Hirexe is seeking an experienced
Claims Administrator
with a strong background in the US healthcare system to support one of our healthcare clients. This role is ideal for a detail-oriented professional who thrives in a call center environment and has hands-on experience with medical claims processing and resolution.

Job Summary:

The Claims Administrator will manage inbound and outbound calls related to medical claims, insurance verification, claim status inquiries, and denials. The role requires claims processing, resolution, and follow-up.
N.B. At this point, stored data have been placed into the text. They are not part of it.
PR #3540, opened 2025-02-15
x/tools update go get golang.org/x/tools@v0.30.0

StevenACoffman:
The dependabot upgrade shows all kinds of failures, but I wonder if just also bumping it in the examples while doing a go mod tidy in both places is all that is necessary.


StevenACoffman:
OMG... that was all that was necessary.

PR #3552, opened 2025-02-21
codegen/type.gotpl: Avoid tautological nil check for slices

HaraldNordgren:


codegen/type.gotpl
```diff
@@ -18,9 +18,7 @@
 				return &res, graphql.ErrorOnPath(ctx, err)
 			{{- else if $type.IsSlice }}
 				var vSlice []any
-				if v != nil {
-					vSlice = graphql.CoerceList(v)
-				}
+				vSlice = graphql.CoerceList(v)
```
HaraldNordgren, line 21: Lines 9-11 already check if type is nullable, which a slices is.

`go/x/tools` nilness check reports the generated code as `tautological condition: non-nil != nil`.

StevenACoffman:
Thanks!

The ideal candidate has at least 1 year of experience in US healthcare claims administration and is comfortable working in a fast-paced call center setting.

Key Responsibilities:

  • Manage inbound and outbound calls from patients, clients, and healthcare providers regarding billing, invoicing, and debt inquiries.
  • Assist customers with understanding medical bills, insurance statements, and payment plans.
  • Resolve billing discrepancies, disputes, and issues in a timely and professional manner.
  • Support debt consolidation efforts by providing accurate information, verifying accounts, and coordinating payments.
  • Maintain accurate records of all customer interactions in the CRM or relevant systems.
  • Collaborate with internal teams to ensure seamless resolution of complex billing issues.
  • Uphold company policies and compliance with HIPAA and other relevant healthcare regulations.
  • Initiate and track claims appeals and corrections to ensure timely reimbursement.
  • Ensure compliance with HIPAA, payer policies, and internal quality standards.

Requirements:

  • Minimum 1 year of experience in US healthcare claims administration, medical billing, or insurance follow-ups.
  • Familiarity with medical terminology, healthcare billing, and insurance processes.
  • Strong verbal and written communication skills.
  • Excellent problem-solving abilities and attention to detail.
  • Experience working in a call center or high-volume claims environment preferred.
  • Ability to manage multiple tasks and maintain professionalism under pressure.
  • Strong analytical and problem-solving skills with high attention to detail.
  • Proficiency in Microsoft Office, G-Suite and CRM software; experience with billing systems preferred.
  • Knowledge of HIPAA regulations and patient confidentiality requirements.